(Stored items)
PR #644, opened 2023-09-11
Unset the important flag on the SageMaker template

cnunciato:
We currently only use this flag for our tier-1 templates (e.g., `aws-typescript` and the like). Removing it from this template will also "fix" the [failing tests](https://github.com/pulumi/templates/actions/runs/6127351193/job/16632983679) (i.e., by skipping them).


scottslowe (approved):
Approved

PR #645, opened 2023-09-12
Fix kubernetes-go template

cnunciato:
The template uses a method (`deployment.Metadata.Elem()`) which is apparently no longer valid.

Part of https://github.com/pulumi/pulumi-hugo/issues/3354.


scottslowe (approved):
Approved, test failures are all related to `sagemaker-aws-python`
* * *
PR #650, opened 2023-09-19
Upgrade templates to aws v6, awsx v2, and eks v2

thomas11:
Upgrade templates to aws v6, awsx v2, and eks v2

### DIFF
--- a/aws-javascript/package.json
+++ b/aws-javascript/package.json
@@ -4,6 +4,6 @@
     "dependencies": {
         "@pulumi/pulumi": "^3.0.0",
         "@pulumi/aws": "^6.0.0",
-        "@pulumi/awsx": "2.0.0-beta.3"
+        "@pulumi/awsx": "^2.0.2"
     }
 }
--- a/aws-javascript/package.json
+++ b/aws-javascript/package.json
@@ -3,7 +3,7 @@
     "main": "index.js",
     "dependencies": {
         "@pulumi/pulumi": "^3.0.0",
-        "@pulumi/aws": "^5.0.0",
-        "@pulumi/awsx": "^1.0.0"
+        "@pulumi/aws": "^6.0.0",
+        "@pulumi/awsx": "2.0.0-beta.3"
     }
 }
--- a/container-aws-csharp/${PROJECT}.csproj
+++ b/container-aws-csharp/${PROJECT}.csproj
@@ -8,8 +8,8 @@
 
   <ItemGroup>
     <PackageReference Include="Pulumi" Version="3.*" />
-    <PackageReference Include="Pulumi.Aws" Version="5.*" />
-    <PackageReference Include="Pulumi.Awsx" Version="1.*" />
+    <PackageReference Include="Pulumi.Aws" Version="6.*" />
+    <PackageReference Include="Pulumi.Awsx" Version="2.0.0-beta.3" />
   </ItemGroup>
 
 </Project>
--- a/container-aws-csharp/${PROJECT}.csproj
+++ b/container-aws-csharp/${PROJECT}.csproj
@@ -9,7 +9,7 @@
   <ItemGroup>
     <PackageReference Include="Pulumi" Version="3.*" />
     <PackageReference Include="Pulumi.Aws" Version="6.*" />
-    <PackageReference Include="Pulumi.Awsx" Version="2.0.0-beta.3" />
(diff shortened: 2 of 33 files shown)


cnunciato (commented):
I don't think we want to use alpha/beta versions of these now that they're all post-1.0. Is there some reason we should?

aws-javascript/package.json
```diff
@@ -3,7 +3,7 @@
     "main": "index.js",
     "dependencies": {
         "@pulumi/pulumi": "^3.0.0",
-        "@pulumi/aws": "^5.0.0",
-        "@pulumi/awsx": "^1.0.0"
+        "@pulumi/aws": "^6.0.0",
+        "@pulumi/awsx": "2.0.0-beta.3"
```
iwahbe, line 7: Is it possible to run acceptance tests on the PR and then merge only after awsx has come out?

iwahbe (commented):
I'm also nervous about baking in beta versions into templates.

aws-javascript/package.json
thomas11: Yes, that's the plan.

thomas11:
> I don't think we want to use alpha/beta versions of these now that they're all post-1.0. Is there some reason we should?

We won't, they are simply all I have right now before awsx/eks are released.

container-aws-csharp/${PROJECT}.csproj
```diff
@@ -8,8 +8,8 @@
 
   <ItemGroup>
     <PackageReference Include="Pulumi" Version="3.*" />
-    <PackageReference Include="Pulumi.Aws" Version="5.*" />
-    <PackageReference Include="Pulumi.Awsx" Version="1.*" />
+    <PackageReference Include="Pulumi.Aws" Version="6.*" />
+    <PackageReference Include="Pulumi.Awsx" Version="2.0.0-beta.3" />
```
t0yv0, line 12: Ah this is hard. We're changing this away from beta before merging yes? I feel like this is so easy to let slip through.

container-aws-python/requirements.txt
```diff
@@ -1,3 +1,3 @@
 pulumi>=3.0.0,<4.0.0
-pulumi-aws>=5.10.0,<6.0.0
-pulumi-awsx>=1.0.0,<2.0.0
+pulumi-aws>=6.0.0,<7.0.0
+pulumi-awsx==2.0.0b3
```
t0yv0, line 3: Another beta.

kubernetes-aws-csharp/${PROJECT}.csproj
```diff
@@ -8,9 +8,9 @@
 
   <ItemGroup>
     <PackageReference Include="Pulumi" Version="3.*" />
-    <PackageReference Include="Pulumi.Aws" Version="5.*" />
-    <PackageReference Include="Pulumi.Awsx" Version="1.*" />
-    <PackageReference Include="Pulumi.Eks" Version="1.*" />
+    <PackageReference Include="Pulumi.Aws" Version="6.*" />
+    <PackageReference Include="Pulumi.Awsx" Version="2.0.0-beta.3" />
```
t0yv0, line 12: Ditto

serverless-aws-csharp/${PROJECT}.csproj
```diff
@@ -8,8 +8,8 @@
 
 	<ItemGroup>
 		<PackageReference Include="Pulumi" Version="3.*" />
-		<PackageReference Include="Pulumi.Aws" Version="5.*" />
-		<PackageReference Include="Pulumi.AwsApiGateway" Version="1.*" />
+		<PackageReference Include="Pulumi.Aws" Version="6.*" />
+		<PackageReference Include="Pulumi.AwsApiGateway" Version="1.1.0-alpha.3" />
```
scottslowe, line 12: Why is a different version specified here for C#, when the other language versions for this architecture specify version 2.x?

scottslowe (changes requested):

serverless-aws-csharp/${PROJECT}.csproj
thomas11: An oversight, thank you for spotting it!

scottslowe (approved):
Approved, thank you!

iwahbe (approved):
* * *
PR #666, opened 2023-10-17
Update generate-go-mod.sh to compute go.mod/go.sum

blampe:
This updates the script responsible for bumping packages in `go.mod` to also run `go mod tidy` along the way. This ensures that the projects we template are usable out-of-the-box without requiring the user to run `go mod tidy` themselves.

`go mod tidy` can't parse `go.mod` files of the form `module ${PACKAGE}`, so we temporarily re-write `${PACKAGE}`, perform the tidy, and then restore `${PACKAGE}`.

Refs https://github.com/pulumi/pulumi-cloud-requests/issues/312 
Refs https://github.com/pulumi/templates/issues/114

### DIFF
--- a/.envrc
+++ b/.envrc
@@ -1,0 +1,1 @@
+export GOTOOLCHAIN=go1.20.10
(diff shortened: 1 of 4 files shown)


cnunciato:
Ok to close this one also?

# What the task asks:
In how many lines of the data above does the word "Refs" occur? Only the number is wanted.

# Problem solution:
2